In the second phase, around 2022, Prime Minister Narendra Modi and EU President Ursula von der Leyen launched the India-EU Trade and Technology Council. This body in turn created the Working Group 1 on Strategic Technologies, which moved the relationship from diplomacy to involving technical experts. In fact the new deal has credited this group with managing its “technology and innovation” aspect.
In the third and final phase, in 2023, India and EU signed the Semiconductor Memorandum of Understanding (MoU). This MoU was primarily defensive in the sense that it focused on improving the resilience of supply chains and on providing early warnings of shortages. Between 2023 and the present deal, the MoU evolved into a more ‘offensive’ partnership, so to speak, with a focus on creating new technologies, including through designing and prototyping, in addition to monitoring existing supply chains.

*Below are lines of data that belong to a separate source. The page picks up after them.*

PR #1088, opened 2021-01-13
Improve response metrics

jkozlowski:
## Before this PR
Request and error metrics accumulate all requests together, regardless of endpoint.

## After this PR
==COMMIT_MSG==
Response metrics are tagged by endpoint and filtered into 3 different statuses.
==COMMIT_MSG==


dialogue-core/src/main/java/com/palantir/dialogue/core/TimingEndpointChannel.java
```diff
@@ -68,24 +79,39 @@ static EndpointChannel create(Config cf, EndpointChannel delegate, Endpoint endp
 
         return DialogueFutures.addDirectCallback(response, new FutureCallback<Response>() {
             @Override
-            public void onSuccess(Response _result) {
-                updateResponseTimer();
+            public void onSuccess(Response response) {
```
jkozlowski, line 81: The code here mostly simplifies/replicates the retry decisions in RetryingChannel; I think it's ok to start this way, but once we determine that these metrics are the right ones, we could either move this timing down to that channel, or possibly have a field on the response that RetryingChannel sets?

dialogue-core/src/main/metrics/dialogue-core-metrics.yml
```diff
@@ -8,12 +8,21 @@ namespaces:
     metrics:
       response:
         type: timer
-        tags: [channel-name, service-name]
-        docs: Request time, note that this does not include time spent reading the response body.
-      response.error:
-        type: meter
-        tags: [channel-name, service-name, reason]
-        docs: Rate of errors received by reason and service-name. Currently only errors with reason `IOException` are reported.
+        tags: [channel-name, service-name, endpoint, status]
```
jkozlowski, line 11: Happy to bikeshed the names here

dialogue-core/src/main/metrics/dialogue-core-metrics.yml
```diff
@@ -8,12 +8,21 @@ namespaces:
...
+            which we successfully routed, maybe retried and returned to the user.
+            This does not mean that the ultimate user might not see an exception, e.g. 404, 401 will still potentially
+            result in a user visible failure.
+          * preventable_failure:
+            - QoS failures (429, 308, 503)
+            - 500 requests for endpoints that are retryable.
+            - IO related failures that we retry: e.g. UnknownHostException, connect timeouts, SSLException.
+          * other_failure: things we can't do anything about, e.g.
+            - 500 requests which we cannot retry
+            - read/write timeouts.
```
carterkozak: I'm not sure about categorizing `preventable_failures` differently from `other_failures`, we may get diminishing returns for the metric-name fanout at that point.

dialogue-core/src/main/metrics/dialogue-core-metrics.yml
```diff
@@ -8,12 +8,21 @@ namespaces:
...
-        type: meter
-        tags: [channel-name, service-name, reason]
-        docs: Rate of errors received by reason and service-name. Currently only errors with reason `IOException` are reported.
+        tags: [channel-name, service-name, endpoint, status]
+        docs: |
+          Request time split by status. These metrics and their definitions are mostly useful to dialogue developers,
+          to measure the success of routing and retry strategies. Possible status values are:
+          * success: always excludes time spent reading the response body. This classifies requests,
+            which we successfully routed, maybe retried and returned to the user.
+            This does not mean that the ultimate user might not see an exception, e.g. 404, 401 will still potentially
```
carterkozak: I think we should filter out non-2xx responses from this case to avoid poisoning the data -- if needs be we can add a `success-with-errors` type tag later on. What do you think?

dialogue-core/src/main/metrics/dialogue-core-metrics.yml
carterkozak: I like `status`.

dialogue-core/src/main/metrics/dialogue-core-metrics.yml
jkozlowski: Alright so we want literally:

1. success -> 2xx
2. failure -> QoS, 500, IO Exception

Everything else filter?

simulation/src/main/java/com/palantir/dialogue/core/BenchmarkTimingEndpointChannel.java
```diff
@@ -0,0 +1,74 @@
...
+
+            @Override
+            public void onFailure(Throwable _throwable) {
+                updateResponseTimer();
+            }
+
+            private void updateResponseTimer() {
+                responseTimer.update(ticker.read() - beforeNanos, TimeUnit.NANOSECONDS);
+            }
+        });
```
carterkozak: style (no action required):

I think this method can be simplified to use a listener (Runnable) because the action is run upon completion regardless of the result:

```java
return DialogueFutures.addDirectListener(
    delegate.execute(request),
    responseTimer.time()::stop);
```

dialogue-core/src/main/metrics/dialogue-core-metrics.yml
jkozlowski: Done

dialogue-core/src/main/metrics/dialogue-core-metrics.yml
jkozlowski: Done

simulation/src/main/java/com/palantir/dialogue/core/BenchmarkTimingEndpointChannel.java
jkozlowski: Done. Kept the ticker, cause I assume that's what allows the benchmark to mock time.

dialogue-core/src/main/java/com/palantir/dialogue/core/Responses.java
```diff
@@ -44,6 +44,10 @@ static boolean isInternalServerError(Response response) {
         return response.code() == 500;
     }
 
+    static boolean isClientSuccess(Response response) {
```
carterkozak: pedantic nit:
```suggestion
    static boolean isSuccess(Response response) {
```

dialogue-core/src/main/java/com/palantir/dialogue/core/TimingEndpointChannel.java
```diff
@@ -68,20 +70,23 @@ static EndpointChannel create(Config cf, EndpointChannel delegate, Endpoint endp
...
+                }
             }
 
             @Override
             public void onFailure(Throwable throwable) {
-                updateResponseTimer();
                 if (throwable instanceof IOException) {
-                    ioExceptionMeter.mark();
+                    updateTimer(failureTimer);
                 }
```
carterkozak, line 100: Thoughts on adding an else here safe-logging the exception class name at `info` level? That way we can verify we aren't missing non-ioexceptions that should be counted toward failure.

carterkozak (approved):
lgtm, thanks!

dialogue-core/src/main/java/com/palantir/dialogue/core/TimingEndpointChannel.java
jkozlowski: are non IOExceptions even allowed here? I will add the logging, do you think if should be rate limited, in case we are actually missing a lot of stuff here?

simulation/src/main/java/com/palantir/dialogue/core/BenchmarkTimingEndpointChannel.java
carterkozak: I think we pass the same ticker to our metric-registry so either way is probably fine -- avoiding the context allocation as you've written this likely makes the simulations run slightly more efficiently.

dialogue-core/src/main/java/com/palantir/dialogue/core/TimingEndpointChannel.java
carterkozak: > are non IOExceptions even allowed here?

That's what I'd like to find out :-)

> do you think if should be rate limited, in case we are actually missing a lot of stuff here?

I think logging the exception type rather than the stack trace cuts down enough potential cruft that rate limiting shouldn't be necessary. Any exception thrown here will be logged elsewhere, so +1 log line shouldn't be an issue, but I've been wrong before.

jkozlowski: I'll add it to log once a second, if it turns up anything after 2 weeks, we can up it or just drive it down.

PR #1090, opened 2021-01-15
Add CallingThreadExecutor to allow for running blocking calls on the …

jkozlowski:
…running thread.

## After this PR
==COMMIT_MSG==

==COMMIT_MSG==


dialogue-target/src/main/java/com/palantir/dialogue/Request.java
```diff
@@ -82,6 +83,10 @@ private Request(Builder builder) {
         return body;
     }
 
+    public Optional<CallingThreadExecutor> getCallingThreadExecutor() {
```
jkozlowski: A bit sucky this is here, but it's good enough. The problem is that queuing is cooperative, so when we finish a request, we use that thread to schedule the next request in the queue to run. This means we need to be able to then jump back to the calling thread for each request.

dialogue-blocking-channels/src/main/java/com/palantir/dialogue/blocking/BlockingChannelAdapter.java
```diff
@@ -80,7 +80,12 @@ private BlockingChannelAdapter() {}
             BlockingChannelAdapterTask runnable =
                     new BlockingChannelAdapterTask(delegate, endpoint, request, settableFuture);
             try {
-                Future<?> future = executor.submit(runnable);
+                Future<?> future;
```
jkozlowski, line 85: I know there's the backoff scheduler, but I think that can be shared, it's just 1 thread?

dialogue-target/src/main/java/com/palantir/dialogue/DefaultCallingThreadExecutor.java
```diff
@@ -0,0 +1,129 @@
...
+
+    private static final Logger log = LoggerFactory.getLogger(DefaultCallingThreadExecutor.class);
+    private final long threadId = Thread.currentThread().getId();
+    private final Queue queue = new Queue();
+
+    /** Notification when main future completes. */
+    private final Runnable notifier = queue::poison;
+
+    @Override
+    public synchronized Future<?> submit(Runnable task) {
```
carterkozak: The Queue handles concurrency
```suggestion
    public Future<?> submit(Runnable task) {
```

dialogue-target/src/main/java/com/palantir/dialogue/DefaultCallingThreadExecutor.java
```diff
@@ -0,0 +1,129 @@
...
+                    public void onSuccess(Object _result) {
+                        queue.submit(notifier);
+                    }
+
+                    @Override
+                    @SuppressWarnings("FutureReturnValueIgnored")
+                    public void onFailure(Throwable _throwable) {
+                        queue.submit(notifier);
+                    }
+                },
```
carterkozak: This callback can be a listener (Futures.addCallback converts the callback object into a Listener runnable which does a `get` on the completed future to call onSuccess/onFailure).
The Listener object might as well be created when DefaultCallingThreadExecutor is initialized, much like the notifier rather than per-invocation.

dialogue-target/src/main/java/com/palantir/dialogue/DefaultCallingThreadExecutor.java
```diff
@@ -0,0 +1,129 @@
...
+
+        RunnableFuture<?> toRun;
+        while ((toRun = queue.getWork()) != null) {
+            toRun.run();
+        }
+    }
+
+    private static final class Queue {
+        private boolean poisoned = false;
+        private final BlockingDeque<RunnableFuture<?>> queue = new LinkedBlockingDeque<>();
```
carterkozak: I think we can use a BlockingQueue rather than BlockingDequeue based on our access pattern.

Unsure how LinkedBlockingDequeue and LinkedBlockingQueue performance differs (no change requested, just thinking. Also wonder about LinkedTransferQueue, but that one spins before parking and eats some CPU)

In terms of state tracking and concurrency, I think we can remove synchronization entirely if we replace the `poisoned` access with a volatile boolean for `submit`, but add a sentinel value to the queue to signal `getWork` callers so they never read the `poisoned` field.

dialogue-target/src/main/java/com/palantir/dialogue/DefaultCallingThreadExecutor.java
jkozlowski: These executors are created per Request, so only ever one listener will be created, but yeah should probably be just the whole thing.

jkozlowski: Done

dialogue-target/src/main/java/com/palantir/dialogue/DefaultCallingThreadExecutor.java
jkozlowski: Switched to BlockingQueue, I didn't even think twice about that. There's also ArrayListBlockingQueue: frankly that is probably the best for us, there shouldn't be more than 1 elements at any given time here right? Otherwise it's a bug. We can discuss

jkozlowski: re: removing synchronization: consider this ordering:


There's a blocking task in the queue to run the request.

Thread 1:
* calls #submit, checks volatile boolean, sleeps.

Thread 2:
* calls #executeQueue with the future.
* runs the task that is already in the queue, that completes the future, adds the notifier to the queue (or sentinel task).
* runs the notifier task, that sets the volatile boolean.
* there's no more tasks, the future is finished, so it exits.

Thread 1:
* wakes up, adds the task.

We have a hanging future?

Arguably, that is not really possible with the way the rest of dialogue works, but I'd rather write this in a bulletproof way.

jkozlowski: Ultimately, there should be zero contention for this lock, at least in the current dialogue implementation: is it so bad to write it this way?

If we add some sort of racing/speculative execution of requests, then by definition we'll need to abandon this approach.

carterkozak: Ya, the synchronization is probably fine, it should just be a cas to acquire the lock.

dialogue-target/src/main/java/com/palantir/dialogue/DefaultCallingThreadExecutor.java
```diff
@@ -0,0 +1,120 @@
...
+    }
+
+    @Override
+    public void executeQueue(ListenableFuture<?> await) {
+        Preconditions.checkState(Thread.currentThread().getId() == threadId, "Executing queue on different thread");
+        Futures.addCallback(await, callback, DialogueFutures.safeDirectExecutor());
+
+        RunnableFuture<?> toRun;
+        while ((toRun = queue.getWork()) != null) {
+            toRun.run();
```
jkozlowski: from sync: this needs to cancel the passed in future on an interrupt, otherwise we might break things.

jkozlowski:
#1107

Perhaps the most significant technical detail in the document is “heterogeneous integration” because it recognises that India is years away from building cutting-edge logic fabrication facilities, for example, those that manufacture chips with nodes of 2-3 nm, and thus pivots to “advanced packaging”. Heterogenous integration involves stacking different types of chips, such as logic, memory, and sensors, into a single package. Such combinations are critical for AI. Contemporary AI accelerators like Nvidia’s Graphics Processing Units (GPUs) bank more on how memory is packaged next to the processor instead of only the raw transistor size. By targetting this, the EU and India are trying to capture the value-added segment of the supply chain that is also less capital-intensive than a fabrication facility but which is just as critical for performance.
The agenda also explicitly connects semiconductor manufacturing to AI utility as the text says the deal will focus “on design and prototyping for AI applications”, thus creating a vertical market. While in 2023 the focus was on “making chips for cars”, following a crisis in their availability, the new goal is to make chips that AI models require.